In people with DMD, the muscle cells can’t make enough normal dystrophin protein. When the child moves their muscles, their cells are left unprotected. The muscles then develop tears or can’t attach to the surrounding tissue as well as they should. Over time, the injured muscle cells die and are replaced with fat or scar tissue. This is why people with DMD lose muscle. Progressive muscle weakness is one of the main symptoms of DMD, especially if you notice it in your child’s legs and pelvis.

How Is DMD Inherited?

DMD is often caused by gene mutations that are passed down within families. These changes — also called germline or inherited mutations — are present in all of a child’s cells at birth. If you have inherited mutations, you can also pass them down to your children.

The Cleveland Clinic reports that about 2 out of 3 cases of DMD are caused by a mutation inherited from the mother’s genes. Prenatal testing can sometimes lead to a diagnosis of DMD early in the pregnancy. However, in many cases, prospective mothers don’t know that they’re a carrier of this gene until they have a child with the condition. If you’re a carrier, it’s not your fault. You didn’t do anything to cause the gene change, and there’s no way to prevent it from occurring or being passed down.

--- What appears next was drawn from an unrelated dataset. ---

PR #6237, opened 2017-05-04
WIP: Add NumberInput.

### LINKED ISSUE #6173: Add numeric input widget
Currently the only way I could find to input numbers directly is by using sliders. However if the range is quite large or you require high precision this is impractical. Currently I'm using a TextInput and casting, but a new widget which accepts numbers without casting would be useful. This could translate to `<input type="number">` in HTML.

Prenatal testing can sometimes lead to a diagnosis of DMD early in a pregnancy.

Duchenne.com, a medical resource for doctors and families affected by DMD, notes that about 1 out of 3 cases of DMD is caused by mutations that develop randomly in the mother’s egg cell. Called de novo germline mutations, they occur in a reproductive cell (egg or sperm) before conception and are passed to the offspring, affecting all of the child’s cells. A person won’t pass acquired mutations down to their children.

Your doctor can help you understand whether your child’s DMD was caused by an inherited or acquired mutation and how this affects the risk of developing DMD for other family members.

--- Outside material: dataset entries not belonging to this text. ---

PR #6239, opened 2017-05-05
fixed reference to delta in scroll event - fixes #6238

### LINKED ISSUE #6238: MouseWheel event: delta=None at all times
Bug can be demonstrated with this app, modified from [here](https://github.com/bokeh/bokeh/blob/master/examples/howto/js_events.py).
```python
""" Demonstration Bokeh app of how to register event callbacks in both
Javascript and Python using an adaptation of the color_scatter example
from the bokeh gallery. This example extends the js_events.py example
with corresponding Python event callbacks.

Removed all events except MouseWheel to illustrate bug in event data
"""

import numpy as np

from bokeh.io import curdoc
from bokeh import events
from bokeh.models import CustomJS, Div, Button
from bokeh.layouts import column, row


def display_event(div, attributes=[]):
    """
    Function to build a suitable CustomJS to display the current event
    in the div model.
    """
    style = 'float:left;clear:left;font_size=0.5pt'
    return CustomJS(args=dict(div=div), code="""
        var attrs = %s;
        var args = [];
        for (var i=0; i<attrs.length; i++ ) {
            args.push(attrs[i] + '=' + Number(cb_obj[attrs[i]]).toFixed(2));
        }
        var line = "<span style=%r><b>" + cb_obj.event_name + "</b>(" + args.join(", ") + ")</span>\\n";
        var text = div.text.concat(line);
        var lines = text.split("\\n")
        if ( lines.length > 35 ) { lines.shift(); }
        div.text = lines.join("\\n");
    """ % (attributes, style))

def print_event(attributes=[]):
    """
    Function that returns a Python callback to pretty print the events.
    """
    def python_callback(event):
        cls_name = event.__class__.__name__
        attrs = ', '.join(['{attr}={val}'.format(attr=attr, val=event.__dict__[attr])
                       for attr in attributes])
        print('{cls_name}({attrs})'.format(cls_name=cls_name, attrs=attrs))
    return python_callback

# Follows the color_scatter gallery example

N = 4000
colors = [
]

p = figure(tools="pan,wheel_zoom,zoom_in,zoom_out,reset")

p.scatter(x, y, radius=radii,
          line_color=None)

# Add a div to display events and a button to trigger button click events

div = Div(width=1000)
button = Button(label="Button", button_type="success")
layout = column(button, row(p, div))


point_attributes = ['x','y','sx','sy']
wheel_attributes = point_attributes+['delta']

## Register Javascript event callbacks
# Mouse wheel event
p.js_on_event(events.MouseWheel, display_event(div,attributes=wheel_attributes))

## Register Python event callbacks
# Mouse wheel event
p.on_event(events.MouseWheel, print_event(attributes=wheel_attributes))

curdoc().add_root(layout)
```

Run the app using `bokeh serve --show events_app.py`

Move the mouse to the plot window, then scroll. 

Example browser output (js_on_event callback):
> wheel(x=61.83, y=65.67, sx=358.40, sy=208.07, delta=NaN)
> wheel(x=26.34, y=61.05, sx=184.40, sy=232.07, delta=NaN)

Example python console output (on_event callback):
> MouseWheel(x=61.827411078543115, y=65.6738621521518, sx=358.3999938964844, sy=208.06666564941406, delta=None)
> MouseWheel(x=26.336113449936775, y=61.05292612403528, sx=184.39999389648438, sy=232.06666564941406, delta=None)

The [documentation ](http://bokeh.pydata.org/en/latest/docs/reference/events.html) states
>delta (float) : the (signed) scroll speed

Which implies that delta should represent scroll speed and direction, but it appears to be getting lost somewhere.

schoolie:
I came across a bug in the MouseWheel event. The bug can be shown by running this app from the howto section:
bokeh/examples/howto/events_app.py

The value for "delta" of the scroll event was showing up as NaN / None in both js_on_event and on_event callbacks.

Without fully understanding how everything's connected, I was able to trace the problem to line 162 of bokeh/bokehjs/src/coffee/core/bokeh_events.ts

Changing 
~~~
  static from_event(e: any, model_id: string = null) {
    return new this({
      sx: e.bokeh['sx'],
      sy: e.bokeh['sy'],
      delta: e.delta,
      model_id: model_id,
    })
  }
~~~
to 
~~~
  static from_event(e: any, model_id: string = null) {
    return new this({
      sx: e.bokeh['sx'],
      sy: e.bokeh['sy'],
      delta: e.bokeh['delta'],
      model_id: model_id,
    })
  }
~~~
fixes the problem, and allows the delta parameter to pass through.

There may be other issues with this, but it appears to simply be a typo. I took a quick look to see if I could add a test for this, but didn't come up with much.

- [x] issues: fixes #6238
- [ ] tests added / passed

### DIFF
--- a/bokehjs/src/coffee/core/bokeh_events.ts
+++ b/bokehjs/src/coffee/core/bokeh_events.ts
@@ -159,7 +159,7 @@ export class MouseWheel extends PointEvent {
     return new this({
       sx: e.bokeh['sx'],
       sy: e.bokeh['sy'],
-      delta: e.delta,
+      delta: e.bokeh['delta'],
       model_id: model_id,
     })
   }


mattpap:
>  but it appears to simply be a typo.

That's it. Although we use TypeScript here, lack of type information (`e: any`) allows for such simple mistakes.

bryevdv:
Thanks @schoolie !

What You Should Understand About Genetic Testing for DMD

Genetic testing looks for gene changes that may be causing DMD. These simple blood tests can have many benefits for you and your family. Here are six important facts about genetic testing for DMD.

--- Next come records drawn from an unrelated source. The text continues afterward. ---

PR #6260, opened 2017-05-08
Canavandl/5268 mapper type

### LINKED ISSUE #5268: Improve mappers' inheritance structure

canavandl:
- [x] issues: fixes #5268 
- [x] tests added / passed

supercedes reverted PR #6235


bokehjs/src/coffee/models/canvas/cartesian_frame.coffee
```diff
@@ -45,8 +45,10 @@ export class CartesianFrame extends LayoutCanvas
...
     for name, range of ranges
-      if range.type == 'Range1d' or range.type == "DataRange1d"
-        s = if scale? then scale else new LinearScale()
+      if scale?
+        s = scale
+      else if range.type == 'Range1d' or range.type == "DataRange1d"
+        s = new LinearScale()
       else if range.type == "FactorRange"
         s = new CategoricalScale()
       else
```
bryevdv: As you pointed out this weirdness in the earlier PR. I'd say this is another reason why BokehJS should just always expect a real scale. There's no way for it to know to use a log scale without either sending the scale itself, or a hinting of some sort (what we were trying to get rid of).

canavandl: I agree

mattpap: On unrelated note, all those `range.type == "something"` should be rewritten as `instanceof` checks.

canavandl:
In terms of passing Scale models to BokehJS. Is it better to have a Plot.x_scale/y_scale default (of a LinearScale) or have a validation error (similar to the REQUIRED_RANGE if the scale props aren't set?

We can have some magic inside of ``figure`` to take care of this, but need to handle it for ``Plot``.

bryevdv:
> In terms of passing Scale models to BokehJS. Is it better to have a Plot.x_scale/y_scale default (of a LinearScale) or have a validation error (similar to the REQUIRED_RANGE if the scale props aren't set?

I'm not sure offhand. I guess it's worth trying with a default and seeing how that looks/seems, the main issue is just not having some usage that easily leads to a linear scale with a factor range

bokeh/core/validation/errors.py
```diff
@@ -38,10 +46,12 @@
     1001: ("BAD_COLUMN_NAME",        "Glyph refers to nonexistent column name"),
     1002: ("MISSING_GLYPH",          "Glyph renderer has no glyph set"),
     1003: ("NO_SOURCE_FOR_GLYPH",    "Glyph renderer has no data source"),
-    1004: ("REQUIRED_RANGE",         "A required Range objects missing"),
+    1004: ("REQUIRED_RANGE",         "A required Range object is missing"),
     1005: ("MISSING_GOOGLE_API_KEY", "Google now requires API keys for all Google Maps usage"),
     1006: ("NON_MATCHING_DATA_SOURCES_ON_LEGEND_ITEM_RENDERERS", "LegendItem.label is a field, but renderer data sources don't match"),
     1007: ("MISSING_MERCATOR_DIMENSION", "Mercator Tickers and Formatters must have their dimension property set to 'lat' or 'lon'"),
+    1008: ("REQUIRED_SCALE",         "A required Scale object is missing"),
```
canavandl: I'm unsure whether this should be it's own error or whether it could/should be folded into "INCOMPATIBLE_SCALE_AND_RANGE". The only time it'd ever come up (IIRC), is if both ranges and scales are set to None (overriding the default for the latter)

bokeh/models/plots.py
```diff
@@ -371,22 +416,45 @@ def _check_snapped_toolbar_and_axis(self):
     The (default) data range of the vertical dimension of the plot.
     """)
 
-    x_mapper_type = Either(Auto, String, help="""
-    What kind of mapper to use to convert x-coordinates in data space
-    into x-coordinates in screen space.
+    @classmethod
+    def _scale(cls, scale):
```
canavandl: note: doesn't handle case where user sets "x_mapper_type=None", though I'm not sure that anybody does that anyways.

bokeh/models/plots.py
```diff
@@ -371,22 +416,45 @@ def _check_snapped_toolbar_and_axis(self):
...
+    def y_mapper_type(self):
+        deprecated((0, 12, 6), "y_mapper_type", "y_scale")
+        return self.y_scale
+
+    @y_mapper_type.setter
+    def y_mapper_type(self, mapper_type):
+        deprecated((0, 12, 6), "y_mapper_type", "y_scale")
+        self.y_scale = self._scale(mapper_type)
+
+    x_scale = Instance(Scale, default=lambda: LinearScale(), help="""
```
canavandl: note: this adds a `LinearScale` default

bokeh/models/tests/test_plots.py
```diff
@@ -159,3 +161,73 @@ def test_plot_raises_error_if_toolbar_and_tools_are_set():
...
+    assert check == []
+
+
+def test__check_compatible_scale_and_ranges_incompat_numeric_scale_and_factor_range():
+    plot = Plot(x_scale=LinearScale(), x_range=FactorRange())
+    check = plot._check_compatible_scale_and_ranges()
+    assert check != []
+
+
+# def test__check_compatible_scale_and_ranges_incompat_factor_scale_and_numeric_range():
```
canavandl: There's some weirdness here because `CategoricalScale` is a subclass of `LinearScale`. Examples will work because a categorical_scale will use the linear_scale compute/invert methods if the passed values are numbers.

We need to decide we should prevent this situation on the python side though.

bokeh/plotting/figure.py
```diff
@@ -123,6 +125,9 @@ def __init__(self, *arg, **kw):
         self.x_range = _get_range(opts.x_range)
         self.y_range = _get_range(opts.y_range)
 
+        self.x_scale = _get_scale(self.x_range, opts.x_axis_type)
```
canavandl: This should clean up any range/scale incompatibilities.

bokeh/models/tests/test_plots.py
bryevdv: I am going to work on substantially re-working categoricals after this PR.

bokeh/plotting/helpers.py
```diff
@@ -200,6 +201,17 @@ def _get_range(range_input):
     raise ValueError("Unrecognized range input: '%s'" % str(range_input))
 
 
+def _get_scale(range_input, axis_type):
+    if isinstance(range_input, (DataRange1d, Range1d)) and axis_type in ["linear", "datetime", "auto"]:
+        return LinearScale()
+    elif isinstance(range_input, (DataRange1d, Range1d)) and axis_type == "log":
+        return LogScale()
+    elif isinstance(range_input, FactorRange):
```
canavandl: The current behavior to allow:

```python
figure(x_range=FactorRange(), x_axis_type="log") #or any axis type, i.e. linear/datetime
```

Though it may barf on the BokehJS side. Should we prevent users from getting into that state?

bokehjs/src/coffee/api/typings/models/plots.d.ts
```diff
@@ -55,8 +55,8 @@ declare namespace Bokeh {
   extra_x_ranges?: Map<Range>;
   extra_y_ranges?: Map<Range>;
 
-  x_mapper_type?: Auto | "log";
-  y_mapper_type?: Auto | "log";
+  x_scale?: Scale;
```
canavandl: I'm not sure what needs to be here.

bokehjs/src/coffee/models/canvas/cartesian_frame.coffee
```diff
@@ -42,24 +42,13 @@ export class CartesianFrame extends LayoutCanvas
...
-      else
-        logger.warn("unknown range type for range '#{name}': #{range}")
-        return null
-      scales[name] = new scale_type({
-        source_range: range
-        target_range: frame_range
-      })
+      s = scale.clone()
+      s.setv({source_range: range, target_range: frame_range})
+      s.connect_range_signals()
```
canavandl: This is ugly and could potentially be removed, see comment below

bokehjs/src/coffee/models/scales/linear_scale.coffee
```diff
@@ -4,21 +4,20 @@ import * as p from "core/properties"
...
 
-  connect_signals: () ->
-    super()
+  @getters {
+    state: () ->
+      if not @_state? then @_state = @_compute_state()
+      return @_state
+  }
+
+  connect_range_signals: () ->
```
canavandl: All of this signal connection stuff serves to merely cache the Scale state. I'm not sure there's much (if any) performance benefit to be gains from the indirection. We could do away with the getter and signals and instead call `_compute_state` every time `compute` or `invert` is called.

canavandl:
The only "migration note" worthy change is when users to

```python
p = Plot(x_range=FactorRange())
```

Because the default x/y_scales are LinearScale, this is going to emit a validation error saying the LinearScale/FactorRange are incompatible. Using the ``bokeh.plotting.figure`` should make sure they're compatible and avoid this error. 

This change seems acceptable and minimally invasive to me.

bryevdv:
I guess that's a reason a "fixup" step prior to serialization could be useful. There are some things that just can't be deduced for certain until the last moment and I think this is one of those things. How many examples do we have that would need to be modified to not emit this warning?

canavandl:
It's also unclear to me how the JS GMapPlot x_scale/y_scale defaults are Models and not LinearScales

bokehjs/src/coffee/models/canvas/cartesian_frame.coffee
canavandl: this could all be wrapped in a utility fxn, i guess (the clone, settings the ranges and the connects)

canavandl:
>I guess that's a reason a "fixup" step prior to serialization could be useful. There are some things that just can't be deduced for certain until the last moment and I think this is one of those things. How many examples do we have that would need to be modified to not emit this warning?

How about a third validation check level "fatal" (in addition to warn and error) that would raise a RuntimeError or activating ``settings.strict`` to raise exceptions on errors? I'm hesitant to implement a pre-serialization fixup because a) it seems difficult to intuit a user's intention if there's several ranges (and some are incompatible) and b) if feels too "magical" and like it's just be confusing.

Additionally, we need to figure out a more graceful for BokehJS to fail with an incompat scale/range. Right now it's an unclear exception inside of Axis.get_ticks.

bryevdv:
>  I'm hesitant to implement a pre-serialization fixup because a) it seems difficult to intuit a user's intention if there's several ranges (and some are incompatible) 

To be clear I am proposing only to do exactly what is already done in BokehJS, only to do it in python instead of JS.

canavandl:
>To be clear I am proposing only to do exactly what is already done in BokehJS, only to do it in python instead of JS.

I guess it's not clear to me what is already done in BokehJS. Can you elaborate?

bryevdv:
I guess I should have specified, what was *previously* done in BokehJS, i.e.
```
-      if range.type == "Range1d" or range.type == "DataRange1d"
 -        if scale_type_name == "log"
 -          scale_type = LogScale
 -        else
 -          scale_type = LinearScale
 -        range.scale_hint = scale_type_name
 -      else if range.type == "FactorRange"
 -        scale_type = CategoricalScale
 -      else
 -        logger.warn("unknown range type for range '#{name}': #{range}")
 -        return null
 -      scales[name] = new scale_type({
 -        source_range: range
 -        target_range: frame_range
 -      })
```

canavandl:
I'm -1 on that solution because it gets away from our "one scale per dimension goal" and feels non-intuitive.

It allows having both FactorRanges and (an implicitly linear) Range1d on the same dimension, unless the scale is specified, then you can only have one or the other? Also, it can't be a combination of a LogScale and CategoricalScale or LogScale and LinearScale?

```
-      if range.type == "Range1d" or range.type == "DataRange1d"
 -        if scale_type_name == "log"
 -          scale_type = LogScale
 -        else
 -          scale_type = LinearScale
 -        range.scale_hint = scale_type_name
 -      else if range.type == "FactorRange"
 -        scale_type = CategoricalScale
 -      else
 -        logger.warn("unknown range type for range '#{name}': #{range}")
 -        return null
 -      scales[name] = new scale_type({
 -        source_range: range
 -        target_range: frame_range
 -      })
```

How about mirroring the same scale/range validation and throwing an Error if there's an incompatibility. In that case the message would be clear to the user.

bryevdv:
> I'm -1 on that solution because it gets away from our "one scale per dimension goal" and feels non-intuitive.

I'm definitely not being precise enough if I gave the impression of supporting more than one scale per dimension. Maybe another way to say things:

> I am proposing that no examples should need to be updated or changed as a result of this effort. 

Or in code, in particular, that:

```
p = Plot(x_range=FactorRange())
```
work without warning or error as it does now. 

That would mean letting Python code decide to install a `CategoricalScale` and wire it up. And since `p.x_range = whatever` is possible at any time, it also means that decision has to happen as late as possible. Orthogonal and independent to this, there are combinations of ranges and extra ranges that don't make sense (that we could issue validation errors or warning about).

----

That said, if 
```
p = Plot(x_range=FactorRange())
``` 
generating a validation message (unless the user sets up the right scale too) is the only divergence with this PR then maybe it can be lived with, or addressed later in the context of other categorical work.

canavandl:
Thanks for the clarification, it helped distill our point of disagreement.

As a self-described bokeh.models API power-user, I wouldn't want Bokeh to try and infer the scale from the range in the case of ``p = Plot(x_range=FactorRange())``. I'd rather have a validation error or other hard error. When using that API, I think it's best to have zero "magic" and make everything be very explicit (I feel like I'm developing the JSON graph in my head).

I'm totally ok w/ the ``bokeh.plotting`` API inferring the scale, but I'd be reluctant to add similar magic to bokeh.models.

bryevdv:
> I'm totally ok w/ the bokeh.plotting API inferring the scale, but I'd be reluctant to add similar magic to bokeh.models.

Fair enough

bryevdv:
> I'm totally ok w/ the bokeh.plotting API inferring the scale, but I'd be reluctant to add similar magic to bokeh.models.

Actually I have talked myself out of thinking this is sufficient. It does not address the fact that users can update ranges at any time, not just in the call to `figure`:
```
p  = figure()
p.x_range = FactorRange()  # broken combination now
```
The only way to make that work (and I think it has to work) is to fix things up as late as possible. nd if we do that we might as well do it for `Plot` too.

canavandl:
Just to be clear, breaking things by changing the range at the end of a script is the current Bokeh behavior. The below raises an obtuse BokehJS Ticker error.

```

p = figure(x_mapper_type='linear')
p.scatter(x=[1,10,100,1000], y=[1,2,3,4])

p.x_range = FactorRange()

show(p)
```

I'd argue that this isn't a huge problem because I haven't seen a ton of user reports about this issue, probably because it's a pretty obvious instance of user error. I think it's friendly to raise a transparent validation error about incompatible ranges/scales than trying to auto-magically clean things up.

bryevdv:
That's an apples-and-oranges comparison. My point is that *this* does work now:
```

p = figure()
p.scatter(x=['a', 'b', 'c', 'd'], y=[1,2,3,4])

p.x_range = FactorRange('a', 'b', 'c', 'd')

show(p)
```
but will *not* work subsequently. I think that's pretty unfriendly to users but if you think it's not a big issue then I will defer to that.

canavandl:
I would argue that your examples *doesn't* work now. In master it creates a plot with a LinearAxis with numeric values (and not a Categorical one) that looks like:

screen shot 2017-05-12 at 3 19 04 pm

Then when you pan the plot, the axis changes (I think to numeric factors?) but is still wrong:

screen shot 2017-05-12 at 3 20 12 pm

I think the validation error is more user friendly that allowing users to get into the above state.

bryevdv:
@canavandl OK you've convinced me, what is left for this PR now that that is decided?

canavandl:
I'm currently fixing up the broken examples (there are 2 or 3). Can you look at the GMapPlot default issue that's failing the tests? I can't figure it out.

bryevdv:
Def, checking it out now

bokehjs/src/coffee/models/canvas/cartesian_frame.coffee
```diff
@@ -42,24 +44,23 @@ export class CartesianFrame extends LayoutCanvas
...
-        source_range: range
-        target_range: frame_range
-      })
+      if range instanceof DataRange1d or range instanceof Range1d
+        if not scale instanceof LogScale or not scale instanceof LinearScale
+          throw new Error("Range #{range.constructor.name} is incompatible is Scale #{scale.constructor.name}")
+      if range instanceof FactorRange
+        if not scale instanceof CategoricalScale
+          throw new Error("Range #{range.constructor.name} is incompatible is Scale #{scale.constructor.name}")
+      if scale instanceof LogScale and range instanceof DataRange1d
```
canavandl: This PR punts on the DataRange1d.scale_hint stuff. It's going to have to be addressed in it's own PR, especially if we intend to support custom scales.

bokeh/models/tests/test_plots.py
canavandl: fixed (for now)

bryevdv:
I am not sure what's going on here either! @mattpap do you have any ideas? There are other inherited computed instance defaults (e.g `tool_events`) that *do* pass the defaults comparison.

bryevdv:
ping @mattpap this PR is otherwise ready to go, can you see if you an offer any help with the defaults mismatch issue? It's possible that computed, inherited defaults are simply being ignored in some instance e.g. tickers for datetime ticker, but I don't think that is always the case.

mattpap:
@canavandl, `LinearScale` class in bokehjs doesn't have `type` attribute. Make sure all other classes in `models/scales` have it.

bokehjs/src/coffee/models/canvas/cartesian_frame.coffee
```diff
@@ -42,24 +44,28 @@ export class CartesianFrame extends LayoutCanvas
...
+      if range instanceof FactorRange
+        if scale not instanceof CategoricalScale
+          throw new Error("Range #{range.constructor.name} is incompatible is Scale #{scale.constructor.name}")
+
+      if scale instanceof LogScale and range instanceof DataRange1d
+        range.scale_hint = "log"
+
+      s = scale.clone()
+      s.setv({source_range: range, target_range: frame_range})
+      s.connect_range_signals()
```
mattpap: You are introducing a memory leak here, because you're connecting new slots every time `_get_scales()` is called. Either clear old connections or make sure that you always connect the same slots. Note that you don't have to provide a cleanup procedure if you connect only once, because all slots are disconnected when model is destroyed or view removed.

bokehjs/src/coffee/models/canvas/cartesian_frame.coffee
```diff
@@ -42,24 +44,28 @@ export class CartesianFrame extends LayoutCanvas
...
+      if range instanceof DataRange1d or range instanceof Range1d
+        if scale not instanceof LogScale and scale not instanceof LinearScale
+          throw new Error("Range #{range.constructor.name} is incompatible is Scale #{scale.constructor.name}")
+        # special case because CategoricalScale is a subclass of LinearScale, should be removed in future
+        if scale instanceof CategoricalScale
+          throw new Error("Range #{range.constructor.name} is incompatible is Scale #{scale.constructor.name}")
+
+      if range instanceof FactorRange
+        if scale not instanceof CategoricalScale
+          throw new Error("Range #{range.constructor.name} is incompatible is Scale #{scale.constructor.name}")
```
mattpap: `Function.name` is not widely supported and it's unreliable under minification. Use `model.type` instead.

canavandl: fixed

bokehjs/src/coffee/models/scales/log_scale.coffee
```diff
@@ -2,24 +2,10 @@ import {Scale} from "./scale"
...
-  @getters {
-    state: () ->
-      if not @_state? then @_state = @_compute_state()
-      return @_state
-  }
+  type: "LogScale"
 
   compute: (x) ->
-    [factor, offset, inter_factor, inter_offset] = @state
+    [factor, offset, inter_factor, inter_offset] = @_compute_state()
```
mattpap: So this doesn't have significant negative impact on performance?

canavandl: As far as I can tell, this doesn't meaningfully impact performance. The "slow" part of mapping is converting a large array from data space into screen space, not computing the mapper state once at the beginning.

bokehjs/src/coffee/api/typings/models/plots.d.ts
mattpap: This is correct.

bokehjs/src/coffee/models/scales/log_scale.coffee
bryevdv: I'm willing to believe the overhead is negligible when using `v_compute`. It's also worth noting that the cache is *currently* invalidated very often, every time there is any pan or zoom at all, e.g., and performance is fine. The code around this has change considerably so I'm also fine taking a step bak and doing the simple thing, and re-introducing caching with a fresh start later if it is determined to be necessary.

sphinx/source/docs/releases/0.12.6.rst
```diff
@@ -38,10 +38,14 @@ Old                            New
...
-are not expected to impact any user code.
-
-Additionally, these new scales models are now accessible from the Python.
+Previously, these Mapper classes were internal implementation details. The
+new Scale classes are first-class Bokeh models and are accessible from
+Python.
+
+There is a new Plot validation check to ensure that Scales and Ranges on a
+dimension are compatible. Users employing a ``FactorRange`` in the
+``bokeh.plotting`` API will have to specify ``CategoricalScale`` on the same
```
bryevdv: meant ``bokeh.models`` here? Things are handled automagically in ``bokeh.plotting`` for most cases? I think its worth showing an example line or two of code here to demonstrate exactly what users will need to change, and possibly a link to a complete example that does this.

1. Genetic Testing Helps Diagnose DMD

Genetic testing is the best way to diagnose DMD. A genetic diagnosis provides clear information about a child’s health and helps you understand which treatments may improve symptoms. Genetic testing is typically paired with other tests that can help your doctor understand whether your child’s muscles and nerves are working properly.

Your child’s health care provider may recommend genetic testing if your child shows initial symptoms of DMD, such as:

• Muscle weakness that seems to be getting worse
• Muscle loss, also called muscle atrophy
• Difficulty walking or going up stairs
• Frequent falling
• Walking on the tips of their toes

Genetic testing is the best way to diagnose DMD.

Genetic testing may also help tell the difference between DMD and BMD. Mutations that disrupt the dystrophin gene more severely typically lead to DMD, while mutations that cause more minor changes often cause BMD. BMD causes similar symptoms to DMD, but the symptoms tend to be less severe and appear later on in childhood.

2. Genetic Testing May Be Useful for Females

According to the journal Sleep Science, severe DMD very rarely develops in females. It also affects males and females differently. This is because the gene is X-linked and recessive. But what does this mean and how is DMD passed from parents to offspring?

Chromosomes are the long pieces of DNA that contain our genes. Most humans have two sex chromosomes. According to Pfizer, males generally get an X chromosome from their mother and a Y chromosome from their father, whereas females generally get two X chromosomes, one from each parent.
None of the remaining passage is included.